Challenge 1 – Data Cleaning & Outlier Detection for Smart-City Energy

You are part of a smart-city analytics team. The city has installed smart meters in several residential buildings and a public school. The goal is to understand typical and atypical daily energy consumption patterns as a first step towards intelligent demand management.

Learning Objectives

– Perform basic data-quality checks on a real energy dataset.
– Handle missing values from a statistical perspective.
– Transform wide smart-meter data into a tidy daily dataset.
– Use k-means clustering to identify atypical (outlier) days.

Material

Dataset: We use the Household Data package from Open Power System Data (OPSD), 60‑minute resolution.

Initial notebook to open in colab: https://drive.google.com/file/d/1cZdDM2zz9dnwd-oUzaczpPgExjSIdLxn/view?usp=sharing

Main Tasks

  1. Load the OPSD 60-minute household data CSV into a pandas DataFrame, parse the timestamp, and inspect the structure.
  2. Perform data-quality checks: compute missing-value ratios, identify problematic columns, and choose a cleaning strategy (e.g. dropping high-NA columns, imputing with forward-fill/backward-fill or interpolation), with justification.
  3. Select several building-level grid-import variables (e.g. DE_KN_residential1/3/4_grid_import, DE_KN_public1_grid_import) and aggregate them from hourly to daily energy consumption using resampling.
  4. Transform the data from a wide format to a tidy long format with at least: date, building_id, daily_grid_import_kwh, building_type (e.g. residential or school), and location (e.g. urban or suburban).
  5. Use k-means clustering on daily energy plus simple calendar features (e.g. day_of_week) to identify clusters of days and detect potential outlier days (the smallest cluster).
  6. Store the resulting daily dataset as energy_daily_features.csv for use in Challenge 3 in your Google Drive or locally.

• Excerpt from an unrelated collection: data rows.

PR #1097, opened 2022-06-08
ci: rust test all features

Slesarew:
This test is failed by certain modifications in #1092 and I nearly forgot about it; thus this should be automated.

Maybe this should be done in parallel, maybe on both platforms.

### DIFF
--- a/.github/workflows/rust-test-android.yml
+++ b/.github/workflows/rust-test-android.yml
@@ -58,3 +58,6 @@ jobs:
         run:                  |
           cd rust
           cargo nextest run --retries 2 --locked
+          cargo nextest --no-default-features --features signer --retries 2 --locked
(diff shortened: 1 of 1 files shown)


.github/workflows/rust-test-android.yml
```diff
@@ -58,3 +58,6 @@ jobs:
         run:                  |
           cd rust
           cargo nextest run --retries 2 --locked
+          cargo nextest --no-default-features --features signer --retries 2 --locked
+          cargo test --no-default-features --features active --retries 2 --locked
+          cargo test --no-default-features --retries 2 --locked
```
montekki, line 63: btw why both `test` and `nextest` are used?

montekki (approved):

PR #1119, opened 2022-06-13
refactor: integration tests separated, optional path hot db

varovainen:
- separated `db_handling` integration tests
- added optional path for `default_hot` (will need later, for tests in `generate_message`)

Note: as Rust does not allow optional `dev-dependencies` (apparently, please advise if you know better), with linter `#![deny(unused_crate_dependencies)]` tests keep failing on features other than default `"test"`. Found no way around it better than is currently (after all, when `db_handling` is addressed from elsewhere, `dev-dependencies` are ignored and linter passes ok).


montekki (approved):
I believe that in the long run we should aim for complete removal of the `test` feature as it is sort of non-idiomatic

PR #2302, opened 2024-01-22
feat: Android add seed handle and show proper errors

Dmitry-Borodin:
## Purpose
previous implementation was showing if operation successful or not. This will pass exact error and show error screen with description if creation of seed is impossible for some reason.


Dmitry-Borodin:
checking what are the errors..

krodak (approved):

PR #2366, opened 2024-03-11
feat: ios: banana split recovery update

krodak:
## Purpose
Add option to trigger qr code scanner when in recovery key set mode

## Scope
- add qr code button in recovery
- add option to dismiss all modals when BS recovery is done through new flow
- pass seed name to QR code scanner flow for BS


prybalko (approved):
🚀

PR #2429, opened 2025-02-03
fix: xcode16 build

ERussel:
## Purpose

The PR fixes iOS specific build errors

## Scope

- fixed renamed method in the UIApplication
- add support for opencv 4.11.0 in the backend

## TODOs

Currently, CI relies on whatever version of the opencv it can find via `brew install`. It will be safer if it will be using the fixed version of the opencv.


stepanLav (approved):

FlorianFranzen:
@ERussel @stepanLav Really appreciate your work, however this requires even the parity-signer rust library to be build against rather modern version of opencv. 

Could you please consider my change in #2450 to make us much more backwards compatible?

PR #2448, opened 2025-03-09
feat: support signing via v15 metadata proof

ERussel:
## Purpose

This PR adds an option to sign extrinsic without requiring latest metadata for a chain. The chain still needs to be added to the App via chain spec scaning.

## Scope

- introduce new message type (6) that requires scale encoded metadata proof in the parameters: `<network_type>|<crypto_type>|<message_type>|<account_id>|<metadata_proof>|<call>|<extensions>|<genesis_hash>`

- introduce StateMachine implementation to decode call and extensions based on the proof types into a list of cards to display in the interface


rust/parser/src/number_state.rs
```diff
@@ -0,0 +1,231 @@
...
+        Ok(output)
+    }
+
+    fn process_i8(&self, input: i8, indent: u32) -> Result<StateOutput, StateError> {
+        let output = self.process_number(input.to_string(), indent);
+
+        Ok(output)
+    }
+
+    fn process_i16<'scale, 'resolver>(
```
valentunn, line 92: Do we need lifetimes here? I don't see them in other number methods, e.g. `i32` or `i8`

rust/parser/src/state_machine.rs
```diff
@@ -0,0 +1,647 @@
...
+/// to the current state the decision-making regarding the generated output cards and
+/// transitions to the next state.
+///
+/// For more information on how state transitions and output generation are handled,
+/// refer to the [`State`] trait documentation.
+pub struct TypeRegistry(BTreeMap<u32, Vec<Type>>);
+
+impl TypeRegistry {
+    pub fn new<'a>(types: impl Iterator<Item = &'a Type>) -> Self {
+        let tree: BTreeMap<u32, Vec<Type>> = types.fold(Default::default(), |mut map, ty| {
```
valentunn, line 29: Is there a specific case when there may be multiple types corresponding to a single `type_id`? Is that how we store enum variants?

valentunn (approved):

rust/parser/src/account_state.rs
```diff
@@ -0,0 +1,161 @@
...
+        let card = match current_len {
+            32 => {
+                let account_id: [u8; 32] = new_partial
+                    .try_into()
+                    .map_err(|_err| StateError::BadInput("32 bytes expected".to_string()))?;
+
+                OutputCard {
+                    card: ParserCard::Id {
+                        id: AccountId32::new(account_id),
+                        base58prefix: self.extra_info.base58_prefix,
```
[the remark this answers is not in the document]
ERussel: Makes sense. But I would do it separately.

rust/parser/src/number_state.rs
ERussel: I don't think so we need those parameters. Removed.

rust/parser/src/state_machine.rs
ERussel: Yes, a list of enum variants is stored per enum type id

PR #2450, opened 2025-04-02
fix: opencv backwards compatibility

FlorianFranzen:
## Purpose
We were updating the metadata-portal to be compatible with newer version of opencv and had to realize that the way opencv is used in the rust library of the signer is not backward compatible (see #2429 for details).

As the signer does not make use of the additional flags available in newer opencv, there is actually no reason to not be backwards compatible, so this PR fixes that. 

This has been tested with the latest version of the metadata-portal and the changes proposed in paritytech/metadata-portal#845. The result is that the metadata-portal can be build with older and newer version of opencv without any issues.

## Scope
Use different opencv binding that assumes default 

@ERussel @stepanLav

### DIFF
--- a/rust/qr_reader_pc/src/lib.rs
+++ b/rust/qr_reader_pc/src/lib.rs
@@ -13,9 +13,8 @@ use indicatif::ProgressBar;
 use qr_reader_phone::process_payload::{process_decoded_payload, InProgress, Ready};
 
 use opencv::{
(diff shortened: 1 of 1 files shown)


ERussel (approved):
Thank you, Florian. We had some issues with iOS compatibility previously but looks like tests are passing now.

PR #2466, opened 2025-04-16
fix: migration app store

ERussel:
## Purpose

The PR introduces a fix to App Store migration. Since the is migrated to Novasama Technologies App Store the previous keychain/seeds will not be available to a user. However, the old database file still available to the application that introduces inconsistencies with the new keychain data. The solution is to change database filename and thus triggering database recreation after the migrated update is installed above old app version.

### DIFF
--- a/ios/PolkadotVault/Core/Database/DatabaseMediator.swift
+++ b/ios/PolkadotVault/Core/Database/DatabaseMediator.swift
@@ -27,7 +27,8 @@ protocol DatabaseMediating: AnyObject {
 /// Class that should act as main accessor for database
 final class DatabaseMediator: DatabaseMediating {
     private enum Constants {
-        static let resource = "DatabaseV7_0_0"
+        static let bundleResource = "Database"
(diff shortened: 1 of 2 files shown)


ios/PolkadotVault/Core/Database/DatabaseMediator.swift
```diff
@@ -27,7 +27,8 @@ protocol DatabaseMediating: AnyObject {
 /// Class that should act as main accessor for database
 final class DatabaseMediator: DatabaseMediating {
     private enum Constants {
-        static let resource = "Database"
+        static let bundleResource = "Database"
```
sergkononenko, line 30: Wouldn't it be more informative to name it smth like `oldBundleResource` or even add a deprecation message here?

ERussel: The idea here is to separate naming for the bundle resource and file in the filesystem. When the app starts and there is no database created in the filesystem it is copied from the bundle

sergkononenko (approved):

PR #2536, opened 2025-12-10
fix: Increase target sdk version to 35

antonijzelinskij:
## Purpose
- Increase targetSdk version to follow Google Play Console requirements

## Scope
- Increased targetSdk version
- Enabled edge to edge screen mode
- Fixed bottom sheet bugs

## Discussion
During making this task I understood we need to refactor insets in this project since bottom sheets must have their own insets.
For now insets are set for full navigation graph that is wrong. By this reason we had that state:
imageimage

I fixed it by removing elevation for all bottom sheets but it's not the right way. For now it's looking like that. Not Perfect but nice as a little fix:
imageimageimageimage

### DIFF
--- a/ios/.swiftformat
+++ b/ios/.swiftformat
@@ -8,6 +8,8 @@
 
 # file options
 --exclude PolkadotVault/Generated/
+--exclude PolkadotVault/Stubs/Stubs.swift
+--exclude PolkadotVault/Previews/Stubs.swift
 
 # rules
 --enable blankLineAfterImports


android/src/main/java/io/parity/signer/MainActivity.kt
```diff
@@ -20,7 +20,7 @@ class MainActivity : AppCompatActivity() {
 		super.onCreate(savedInstanceState)
 		ServiceLocator.initActivityDependencies(this)
 
-		WindowCompat.enableEdgeToEdge(window)
+		enableEdgeToEdge()
```
antonijzelinskij: This is more fresh method that setups system bars colors

PR #2543, opened 2026-02-01
fix: malicious use cases during extrinsic parsing

ERussel:
## Purpose

This PR fixes several DoS vulnerabilities in the metadata parser that could cause the application to crash or hang when processing malicious payloads:

1. **Out of memory during array parsing** - Arrays with zero-sized element types (e.g., `[(); N]`) where N is extremely large would cause the decoder to iterate billions of times
2. **Out of memory during sequence parsing** - Sequences claiming more items than available bytes (e.g., a `Vec<u8>` header claiming 1 million items with only 4 bytes of data)
3. **Stack overflow from deeply nested types** - Malicious payloads with deeply nested structures (e.g., 1000 levels of `utility.batch` calls) would overflow the native call stack. See #2542

### Early Bailout via `unchecked_decode_as_type`

The straightforward approach of adding checks in visitor methods (`visit_sequence`, `visit_array`, etc.) doesn't work because `scale_decode` still calls `skip_decoding` to advance past unprocessed bytes. This `skip_decoding` internally uses `IgnoreVisitor` which recursively traverses the entire nested structure, causing stack overflow before our checks can fire.

The solution is to implement `unchecked_decode_as_type` on our `StateMachineParser`. This method is called **before** type resolution and decoding begins. By returning `DecodeAsTypeResult::Decoded(Err(...))` here, we bypass the normal decoding path entirely, including the `skip_decoding` call.

We check for:
- **Recursion depth** - Prevents stack overflow from deeply nested types
- **Array length** - Rejects arrays claiming more items than available bytes
- **Sequence length** - Peeks at compact-encoded length and rejects impossible claims

### Direct `decode_item` Instead of Iterators

The PR also changes how visitor methods iterate over fields/items. The problem with using iterators on `scale_decode` types (`Composite`, `Sequence`, `Tuple`, `Array`) is that their `Iterator::next()` implementation calls `decode_item(IgnoreVisitor)` to pre-decode each element and determine byte boundaries. This recursive pre-decoding bypasses our depth checks.

**Before:**
```rust
for (index, field_result) in value.fields().enumerate() {
    let field = field_result?;
    visitor = field.decode_with_visitor(visitor)?;
}
```

**After:**
```rust
// Extract metadata upfront from the type definition
let field_infos: Vec<_> = value.fields().fields().iter()
    .map(|f| (f.name, f.id.clone()))
    .collect();

for (index, (field_name, field_type_id)) in field_infos.into_iter().enumerate() {
    // Use decode_item directly - decodes with OUR visitor, not IgnoreVisitor
    visitor = value.fields().decode_item(visitor)
        .ok_or_else(|| StateError::BadInput("Unexpected end of fields".into()))??;
}
```

This ensures all recursive decoding goes through our `unchecked_decode_as_type` check.

## Configuration

`MAX_RECURSION_DEPTH = 128` allows:
- 32 levels of nested batch calls (128 / 4 entries per level)
- Safe operation on iOS (512KB thread stack) and Android (~1MB)
- Empirically tested: 128 works safely, 256 overflows in debug builds
- Far exceeds legitimate use cases (complex governance rarely exceeds 6 levels)

## Testing

- `parse_extrinsic_with_malicious_array_type` - Verifies large array rejection
- `parse_extrinsic_with_malicious_sequence_length` - Verifies impossible sequence length rejection
- `parse_extrinsic_with_deeply_nested_calls` - Verifies 1000-level nesting is rejected without stack overflow

## Changes

- `state_machine.rs`: Implement `unchecked_decode_as_type` with depth and length checks
- `state_machine.rs`: Refactor all visitor methods to use `decode_item` directly
- `tests.rs`: Add test cases for malicious payloads
- `for_tests/deeply_nested_extrinsic`: Binary test data with 1000 nested batch calls


rust/parser/src/state_machine.rs
```diff
@@ -479,19 +573,14 @@ impl Visitor for StateMachineParser<'_> {
             .process_tuple(&input, visitor.indent)?;
         visitor.apply(output);
 
-        for (index, field_result) in value.enumerate() {
+        // Use decode_item directly instead of iterator to avoid IgnoreVisitor pre-decoding
+        for index in 0..items_count {
             visitor.push_indent();
 
-            let field = field_result?;
-            let item_path = visitor
```
svojsu, line 486: Why we decide to cut the path off here? For `visit_array` and `visit_sequence`, you extract `item_type_id` upfront from the `TypeDef`. Could we do the same for tuples by extracting the field types from `TypeDef::Tuple`?

ERussel: It is usually empty for Tuple. So not big miss but thank you for pointing that. Added additional logic

svojsu (approved):

rust/parser/src/state_machine.rs
```diff
@@ -138,6 +151,72 @@ impl Visitor for StateMachineParser<'_> {
...
+                        return DecodeAsTypeResult::Decoded(Err(StateError::BadInput(format!(
+                            "Array claims {} items but only {} bytes remain",
+                            arr.len,
+                            input.len()
+                        ))));
+                    }
+                }
+                TypeDef::Sequence(_) => {
+                    // Peek at the compact-encoded length without consuming bytes
+                    let mut peek_input = *input;
```
valentunn, line 199: How does it ensure we are not consuming `input` bytes?

rust/parser/src/state_machine.rs
```diff
@@ -327,10 +406,14 @@ impl Visitor for StateMachineParser<'_> {
...
         let mut visitor = self;
 
-        let path = visitor
-            .type_registry
-            .get_first_type(&type_id)
-            .map(|v| v.path);
+        let seq_type = visitor.type_registry.get_first_type(&type_id);
+        let path = seq_type.as_ref().map(|v| v.path.clone());
+
+        // Extract item type from sequence's TypeDef to avoid using iterator which pre-decodes with IgnoreVisitor
```
valentunn, line 412: I'd leave a comment that links to this PR to keep a note why pre-decoding with `IgnoreVisitor` is not desired

valentunn (approved):

rust/parser/src/state_machine.rs
ERussel: Dereferencing of input copies entire byte array into peek_input

PR #64, opened 2018-01-04
Tests for XML Generation

cgalarza:
- Small fixes to xml generation code and a little clean up
- Test for the overall creation of a basic xml document
- Unit test for methods used within the larger recursive method

### DIFF
--- a/spec/models/concerns/digital_object/xml_datastream_rendering_spec.rb
+++ b/spec/models/concerns/digital_object/xml_datastream_rendering_spec.rb
@@ -112,7 +112,6 @@ describe DigitalObject::XmlDatastreamRendering do
       end
 
       it 'generates correct xml' do
-        # doc = Nokogiri::XML::Document.new
         digital_object.render_xml_translation_with_data(doc, doc, base_xml_translation, dynamic_field_data, xml_translation_map)
         expect(doc).to be_equivalent_to expected_mods
       end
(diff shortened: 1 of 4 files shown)


spec/models/concerns/digital_object/xml_datastream_rendering_spec.rb
```diff
@@ -0,0 +1,363 @@
...
+      expect(digital_object.value_for_field_name("name_term.last_name", name_df_data)).to eql ""
+    end
+  end
+
+  describe "#render_output_of_ternary" do
+    let(:name_df_data) { dynamic_field_data["name"][0] }
+
+    it 'returns "true" value if field present' do
+      arr = ["name_term.value", "True", "False"]
+      expect(digital_object.render_output_of_ternary(arr, name_df_data)).to eql "True"
```
elohanlon: Would you mind changing the "True" and "False" string values in the render_output_of_ternary tests to "Yes" and "No" (or something else), just so when looking at these tests, there's no chance that someone would incorrectly assume that render_output_of_ternary actually returns boolean values as strings?  I think it might make the functionality clearer at first glance.

spec/models/concerns/digital_object/xml_datastream_rendering_spec.rb
```diff
@@ -0,0 +1,363 @@
...
+            </mods:role>
+            <mods:role>
+              <mods:roleTerm type="text" valueURI="http://id.loc.gov/roles/789">Editor</mods:roleTerm>
+            </mods:role>
+         </mods:name>
+        </mods:mods>'
+      end
+
+      it 'generates correct xml' do
+        # doc = Nokogiri::XML::Document.new
```
elohanlon: accidental leftover comment?

spec/models/concerns/digital_object/xml_datastream_rendering_spec.rb
cgalarza: Will do

PR #65, opened 2018-01-08
XML Generation Refactor and HYACINTH-210

cgalarza:
- Refactored XML rendering code into two classes.
- Broke-up rendering code into smaller method
- Fixed/added test after refactor
- Added not_equals as a conditional that can be used
- Checking render_if statement before rendering attributes
- Resolves HYACINTH-210


lib/hyacinth/xml_generator.rb
```diff
@@ -0,0 +1,42 @@
...
+
+    def initialize(digital_object_data, base_xml_translation, dynamic_fields_groups_map, internal_fields = {})
+      @dynamic_fields_groups_map = dynamic_fields_groups_map # Map of dynamic field group keys to their xml_translation
+      @base_xml_translation = base_xml_translation
+      @digital_object_data = digital_object_data
+      @internal_fields = internal_fields
+    end
+
+    def generate
+      @document = Nokogiri::XML::Document.new
```
elohanlon: @cgalarza You use `@document` here, but then call the `document` method in three cases that immediately follow.  I know that this is completely valid and works as intended, but part of me wanted to use the instance variable in all four cases.  I saw this as an opportunity to ask: In cases like this, is it clearer/better to reference an instance variable directly or the same-name method created by an attr_reader?  Also interested in what @barmintor thinks about this.

cgalarza: I would be curious as to what @barmintor thinks. In cases like this I usually only use the @ reference to the instance variable to set the value of the variable, otherwise I use method definition. If we were to override the getter method, then we would be correctly using our new method. That being said, I don't feel particularly strongly about this.

PR #66, opened 2018-01-15
Safe shutdown of resque workers (to avoid dirty exit)

elohanlon:


lib/tasks/resque.rake
```diff
@@ -50,10 +52,31 @@ namespace :resque do
...
+      puts "\nTelling workers to finish current jobs, but not process any new jobs..."
+      syscmd = "kill -s USR2 #{pids.join(' ')}"
+      puts "$ #{syscmd}"
+      `#{syscmd}`
+      puts "\n"
+      puts "Waiting for workers to finish current jobs..."
+      start_time = Time.now
+      while (Time.now - start_time) < MAX_WAIT_TIME_TO_KILL_WORKERS do
+        sleep 1
+        num_workers_working = Resque.workers.select { |w| w.working? }.length
```
cgalarza: Just a style thing, I like to use `Resque.workers.select(&:working?).length`.

lib/tasks/resque.rake
```diff
@@ -50,10 +52,31 @@ namespace :resque do
...
+        puts "#{num_workers_working} workers still working..."
+        break if num_workers_working == 0
```
cgalarza: Another style thing, I like using `num_workers_working.zero?`

lib/tasks/resque.rake
```diff
@@ -50,10 +52,31 @@ namespace :resque do
...
       puts "No workers to kill"
     else
+      # First tell workers to stop accepting new work by sending USR2 signal
+      puts "\nTelling workers to finish current jobs, but not process any new jobs..."
+      syscmd = "kill -s USR2 #{pids.join(' ')}"
+      puts "$ #{syscmd}"
+      `#{syscmd}`
+      puts "\n"
+      puts "Waiting for workers to finish current jobs..."
+      start_time = Time.now
```
cgalarza: It probably won't matter too much in this case because you are consistently using `Time.now` but for rails app `Time.current` is better because it takes into consideration the timezone set by the rails application.

elohanlon:
Great suggestions, thank you!  Pushing a new commit with changes in a sec and then will merge.

PR #71, opened 2018-02-24
Csv import priority

elohanlon:


app/jobs/process_digital_object_import_job.rb
```diff
@@ -195,7 +195,7 @@ def self.handle_remaining_prerequisite_case(digital_object_import, queue_long_jo
       # If prerequisite are still pending, then re-queue this import
       digital_object_import.digital_object_errors = [] # clear earlier errors if we're re-queueing
       digital_object_import.save!
-      Hyacinth::Queue.process_digital_object_import(digital_object_import.id)
+      Hyacinth::Queue.process_digital_object_import(digital_object_import.id, digital_object_import.import_job.priority.to_sym)
```
cgalarza: Why not just pass the digital_object_import object since you're pulling out to bits of information from the same object?

elohanlon: @cgalarza That is a really good question.  I'll make that change now, thanks!

elohanlon:
Tests actually did pass.  It's that weird jetty connection error again.  Merging PR!

PR #80, opened 2019-02-20
Cloning with SSH

cgalarza:
I had to reset the origin when I cloned it with https. It kept asking for my username and password. This might be how my git configuration it set up though. Do you remember having this problem?


elohanlon:
Oh, good catch.  Definitely want the ssh version rather than https, otherwise it'll do exactly what you're describing.  I didn't have this problem because I cloned the repo via ssh before writing the README.

PR #86, opened 2019-03-14
More updates to group and users

cgalarza:


cgalarza:
@elohanlon I missed these two commit in my previous pull request

PR #88, opened 2019-03-18
Controlled Vocabulary API

cgalarza:
- API endpoint for controlled vocabulary within Hyacinth
- Permissions are required to use this endpoint
- URI Service credentials have to be added to the hyacinth.yml file

Note: This pull request is missing tests for the controlled vocabulary endpoint


lib/uri_service.rb
```diff
@@ -0,0 +1,15 @@
+module URIService
+  thread_mattr_accessor :active_connection
+
+  def self.connection
+    self.active_connection = new_connection unless active_connection
+    active_connection
+  end
+
+  def self.new_connection
+    config = Rails.application.config_for(:hyacinth)['uri_service']
```
elohanlon: Rather than re-loading hyacinth.yml, you can re-use the `HYACINTH` constant that's made available in the `00_hyacinth.rb` initializer.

Deliverables (Challenge 1)

  • Completed Jupyter/Colab notebook implementing the data cleaning, aggregation, and k-means clustering steps.
  • Tidy CSV file energy_daily_features.csv containing the daily energy dataset with metadata.
  • Short written justification (within the notebook) of the data-cleaning decisions and a brief interpretation of the detected outlier days.